> [PROBLEM TO WORK ON]: From the data below, return the exact lines starting at the line containing "Issue #372, opened 2022-07-29" and ending at the line containing "Yes, deps.edn support is planned", both included, and nothing else.

** Opening PROVIDED DATA block **

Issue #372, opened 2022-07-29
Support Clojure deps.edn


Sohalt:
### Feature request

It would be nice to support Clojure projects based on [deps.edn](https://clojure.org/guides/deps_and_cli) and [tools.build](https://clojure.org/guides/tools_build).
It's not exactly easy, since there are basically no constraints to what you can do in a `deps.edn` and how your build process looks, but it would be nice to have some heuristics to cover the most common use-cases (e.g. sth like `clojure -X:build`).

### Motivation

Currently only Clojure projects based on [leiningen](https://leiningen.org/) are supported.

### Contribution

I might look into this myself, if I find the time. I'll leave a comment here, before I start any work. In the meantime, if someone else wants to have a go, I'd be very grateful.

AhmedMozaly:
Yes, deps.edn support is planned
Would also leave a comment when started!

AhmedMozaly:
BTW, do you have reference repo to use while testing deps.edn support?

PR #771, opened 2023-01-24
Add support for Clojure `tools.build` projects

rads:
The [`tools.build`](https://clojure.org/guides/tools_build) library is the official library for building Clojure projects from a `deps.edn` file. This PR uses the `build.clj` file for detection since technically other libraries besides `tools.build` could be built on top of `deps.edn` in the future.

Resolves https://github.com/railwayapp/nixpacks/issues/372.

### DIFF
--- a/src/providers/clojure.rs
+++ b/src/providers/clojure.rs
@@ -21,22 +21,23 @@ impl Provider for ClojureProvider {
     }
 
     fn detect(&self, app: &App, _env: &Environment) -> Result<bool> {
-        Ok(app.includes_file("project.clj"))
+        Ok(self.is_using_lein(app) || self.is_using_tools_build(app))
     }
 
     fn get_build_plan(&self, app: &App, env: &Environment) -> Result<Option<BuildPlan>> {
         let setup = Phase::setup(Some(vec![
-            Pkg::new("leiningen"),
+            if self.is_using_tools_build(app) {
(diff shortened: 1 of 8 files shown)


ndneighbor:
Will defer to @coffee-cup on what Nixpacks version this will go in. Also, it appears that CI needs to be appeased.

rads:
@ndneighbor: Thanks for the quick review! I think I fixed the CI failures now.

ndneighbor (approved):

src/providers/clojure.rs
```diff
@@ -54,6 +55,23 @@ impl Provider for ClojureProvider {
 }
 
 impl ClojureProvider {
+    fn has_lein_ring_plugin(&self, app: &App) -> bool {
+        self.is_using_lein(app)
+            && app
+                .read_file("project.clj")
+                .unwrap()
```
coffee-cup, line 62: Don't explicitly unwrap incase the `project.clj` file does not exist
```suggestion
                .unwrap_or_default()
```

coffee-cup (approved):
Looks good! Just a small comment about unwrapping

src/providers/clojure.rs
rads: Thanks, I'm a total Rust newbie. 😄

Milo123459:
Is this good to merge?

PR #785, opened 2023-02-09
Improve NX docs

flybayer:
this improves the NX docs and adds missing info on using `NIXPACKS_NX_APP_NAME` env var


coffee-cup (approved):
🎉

** Closing PROVIDED DATA block **
** Opening PROVIDED DATA block **

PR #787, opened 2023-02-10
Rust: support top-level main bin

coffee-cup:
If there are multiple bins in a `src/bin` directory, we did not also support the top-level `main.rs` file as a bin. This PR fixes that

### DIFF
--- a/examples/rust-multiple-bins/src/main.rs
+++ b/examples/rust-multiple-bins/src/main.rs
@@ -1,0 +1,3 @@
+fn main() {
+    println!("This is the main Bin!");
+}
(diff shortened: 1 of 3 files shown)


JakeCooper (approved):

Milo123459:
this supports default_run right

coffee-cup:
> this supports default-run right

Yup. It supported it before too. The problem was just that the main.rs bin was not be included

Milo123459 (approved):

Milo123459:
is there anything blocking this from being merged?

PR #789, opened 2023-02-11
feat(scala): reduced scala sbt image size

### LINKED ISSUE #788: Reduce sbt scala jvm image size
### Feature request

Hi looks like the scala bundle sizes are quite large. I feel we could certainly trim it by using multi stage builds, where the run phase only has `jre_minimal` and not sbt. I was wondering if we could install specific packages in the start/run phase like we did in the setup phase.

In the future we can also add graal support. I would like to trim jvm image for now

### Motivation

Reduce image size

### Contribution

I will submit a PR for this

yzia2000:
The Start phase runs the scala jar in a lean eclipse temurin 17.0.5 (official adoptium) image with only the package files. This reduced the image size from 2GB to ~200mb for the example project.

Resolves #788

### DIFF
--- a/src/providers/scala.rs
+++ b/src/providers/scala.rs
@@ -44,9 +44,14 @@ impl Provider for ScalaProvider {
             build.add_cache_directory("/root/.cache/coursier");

** Closing PROVIDED DATA block **
** Opening PROVIDED DATA block **

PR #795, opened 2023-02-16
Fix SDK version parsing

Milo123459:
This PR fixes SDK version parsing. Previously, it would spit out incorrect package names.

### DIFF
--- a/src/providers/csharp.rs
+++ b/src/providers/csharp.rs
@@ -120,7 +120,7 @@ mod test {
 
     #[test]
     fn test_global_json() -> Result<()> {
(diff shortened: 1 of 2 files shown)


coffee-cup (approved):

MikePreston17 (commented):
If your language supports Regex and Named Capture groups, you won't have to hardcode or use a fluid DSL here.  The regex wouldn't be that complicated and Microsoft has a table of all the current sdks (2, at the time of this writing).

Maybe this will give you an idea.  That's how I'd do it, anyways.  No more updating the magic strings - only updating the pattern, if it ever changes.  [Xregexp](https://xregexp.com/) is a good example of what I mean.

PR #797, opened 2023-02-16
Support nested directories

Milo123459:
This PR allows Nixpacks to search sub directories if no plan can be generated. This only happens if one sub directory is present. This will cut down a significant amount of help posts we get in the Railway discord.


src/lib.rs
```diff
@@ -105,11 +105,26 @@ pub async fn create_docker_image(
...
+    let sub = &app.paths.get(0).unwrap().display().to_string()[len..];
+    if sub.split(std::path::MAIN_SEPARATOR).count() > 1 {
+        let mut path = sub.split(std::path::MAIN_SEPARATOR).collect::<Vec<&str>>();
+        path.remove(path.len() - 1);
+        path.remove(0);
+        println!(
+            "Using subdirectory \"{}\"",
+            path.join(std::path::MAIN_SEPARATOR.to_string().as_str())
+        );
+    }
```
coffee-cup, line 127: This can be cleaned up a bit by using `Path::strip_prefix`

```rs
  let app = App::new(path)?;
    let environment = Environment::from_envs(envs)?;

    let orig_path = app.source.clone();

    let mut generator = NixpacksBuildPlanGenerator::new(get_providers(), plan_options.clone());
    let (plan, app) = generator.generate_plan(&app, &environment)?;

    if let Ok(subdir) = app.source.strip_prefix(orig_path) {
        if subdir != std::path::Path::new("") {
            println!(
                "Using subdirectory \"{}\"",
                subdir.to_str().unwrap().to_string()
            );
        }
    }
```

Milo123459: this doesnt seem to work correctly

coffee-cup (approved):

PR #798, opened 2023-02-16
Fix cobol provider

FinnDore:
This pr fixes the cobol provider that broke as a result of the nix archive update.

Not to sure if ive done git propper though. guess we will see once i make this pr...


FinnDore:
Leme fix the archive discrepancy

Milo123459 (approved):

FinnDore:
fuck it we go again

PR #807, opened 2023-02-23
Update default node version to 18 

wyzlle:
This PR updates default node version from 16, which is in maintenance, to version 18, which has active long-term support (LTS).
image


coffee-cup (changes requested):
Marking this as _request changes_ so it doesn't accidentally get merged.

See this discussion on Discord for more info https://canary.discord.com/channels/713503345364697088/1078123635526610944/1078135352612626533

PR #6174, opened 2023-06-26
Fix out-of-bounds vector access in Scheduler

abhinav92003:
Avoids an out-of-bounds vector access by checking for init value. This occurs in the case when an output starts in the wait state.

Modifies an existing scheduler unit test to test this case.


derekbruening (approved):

** Closing PROVIDED DATA block **

> [EXPECTED ANSWER]:
Issue #372, opened 2022-07-29
Support Clojure deps.edn


Sohalt:
### Feature request

It would be nice to support Clojure projects based on [deps.edn](https://clojure.org/guides/deps_and_cli) and [tools.build](https://clojure.org/guides/tools_build).
It's not exactly easy, since there are basically no constraints to what you can do in a `deps.edn` and how your build process looks, but it would be nice to have some heuristics to cover the most common use-cases (e.g. sth like `clojure -X:build`).

### Motivation

Currently only Clojure projects based on [leiningen](https://leiningen.org/) are supported.

### Contribution

I might look into this myself, if I find the time. I'll leave a comment here, before I start any work. In the meantime, if someone else wants to have a go, I'd be very grateful.

AhmedMozaly:
Yes, deps.edn support is planned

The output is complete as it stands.